Die „klassische“ Wintersaison neigt sich in diesen Tagen auch in den verbliebenen, geöffneten Skigebieten dem Ende zu. Markus Redl, Geschäftsführer ecoplus Alpin GmbH, und damit verantwortlich für Skigebiete wie Hochkar oder St. Corona, spricht im Exklusiv-Interview mit sportsbusiness.at über den Skisport im Wandel, welche Chancenfelder zu sehen sind, und was er mit „New School statt (nur immer) Old School“ meint.

++ sportsbusiness.at exklusiv von Michael Fiala ++

sportsbusiness.at: Herr Redl, Sie haben kürzlich in Wien an einem Panel von LAOLA1 und Sportradar teilgenommen, gemeinsam mit Sportstaatssekretärin Michaela Schmidt. Das Thema war „Skisport im Wandel“. Wenn wir auf die aktuelle Debatte blicken – etwa das 100-jährige Jubiläum der Seilbahnen und ein Resümee zur heurigen Wintersaison – wo sehen Sie die Rolle des Schneesports in der Zukunft Österreichs?

Markus Redl: Österreich versteht sich traditionell als Skination. Wir brillieren als Veranstalter und glänzen durch sportlichen Erfolg. Da wird gerne die notwendige Breite für die Spitze zitiert. Aber wir müssen ehrlich sein: Der Schneesport steckt in einem massiven Umbruch. Allein der demografische Wandel in unseren Kernmärkten, die Frage der Leistbarkeit und natürlich der Klimawandel drücken potenziell die Nachfrage. Während die Seilbahnwirtschaft verstärkt auf den Ganzjahrestourismus setzt, ist mein Plädoyer: Wir dürfen den Kern – den Schneesport – nicht stiefmütterlich behandeln. Er muss und darf in den künftigen bundesweiten Bewegungsstrategien eine wichtige Rolle spielen.

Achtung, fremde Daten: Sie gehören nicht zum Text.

PR #422, opened 2025-08-07
Telemetry for 'fetched results', including round-trip duration

bryophyta:
## Accessibility


newswires/client/src/context/SearchContext.test.tsx
```diff
@@ -84,7 +84,6 @@ describe('SearchContext', () => {
 			contextRef.current?.handleEnterQuery(q);
 		});
```
lindseydew, line 86: These being removed because the line below effectively does the same check?

lindseydew (approved):
LGTM 👍

newswires/client/src/context/SearchContext.test.tsx
bryophyta: These assertions started failing because we're sending two telemetry events now instead of 1. But I wasn't sure whether we want to update the test case, or to remove assertions about when/how telemetry is called. So I opted to avoid that problem and just delete this assertion for now 😅 

I don't really know which direction to go though; very open to suggestions!

PR #429, opened 2025-08-11
do not exclude MCC:SPO-tagged Reuters World stories from World section

andrew-nowak:
## What does this change?

We're missing a small handful of stories where they have been tagged with REUTERS:WORLD, but then we exclude them as they also contains MCC:SPO. Stories in World may have sports themes, so we should allow them to appear in the feed.


paperboyo:
I _think_ it makes sense. 31 stories (of 2,745) over a span of a week extra in World sounds good?

PR #432, opened 2025-08-11
Ld/format s3 key

lindseydew:
## Accessibility


fingerpost-queueing-lambda/src/handler.ts
```diff
@@ -13,7 +14,7 @@ export const main = async (event: SQSEvent): Promise<SQSBatchResponse> => {
 				const externalId = messageAttributes['Message-Id']?.stringValue;
 				const hasExternalId = externalId && externalId.trim().length > 0;
 				const objectKey = hasExternalId
-					? `${externalId}.json`
+					? formatS3Key(externalId)
```
bryophyta, line 17: This looks good to me. Should the formatting be fingerpost-specific or apply to all items going via S3? If the latter, should we add this to the poller lambdas too?

shared/formatS3key.test.ts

Wir brauchen nicht nur ein bis zwei Skihallen, sondern wir müssen den Sport dorthin bringen, wo die Menschen sind – in die urbanen Sporträume.

sportsbusiness.at: Sie haben beim Panel drei konkrete „Chancenfelder“ skizziert. Das erste betrifft die Infrastruktur. Österreich ist Weltmarktführer bei Seilbahntechnik, hat aber keine einzige Skihalle. Ein Paradoxon?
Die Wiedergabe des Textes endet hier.